Issue #2203, opened 2023-08-23
Enhancement: expose `request_class` to endpoint decorators and `Controller` classes


cofin:
### Summary

Currently, `request_class` is only available on the Litestar application class.  It would be nice if this was exposed to endpoints and Controllers for overriding.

┄┄┄┄┄┄┄┄┄┄

How to complete this task. What is needed is an exact copy of the lines from the one containing "### Summary" to the end of the data; please add nothing else.

Reply.
### Summary

Currently, `request_class` is only available on the Litestar application class.  It would be nice if this was exposed to endpoints and Controllers for overriding.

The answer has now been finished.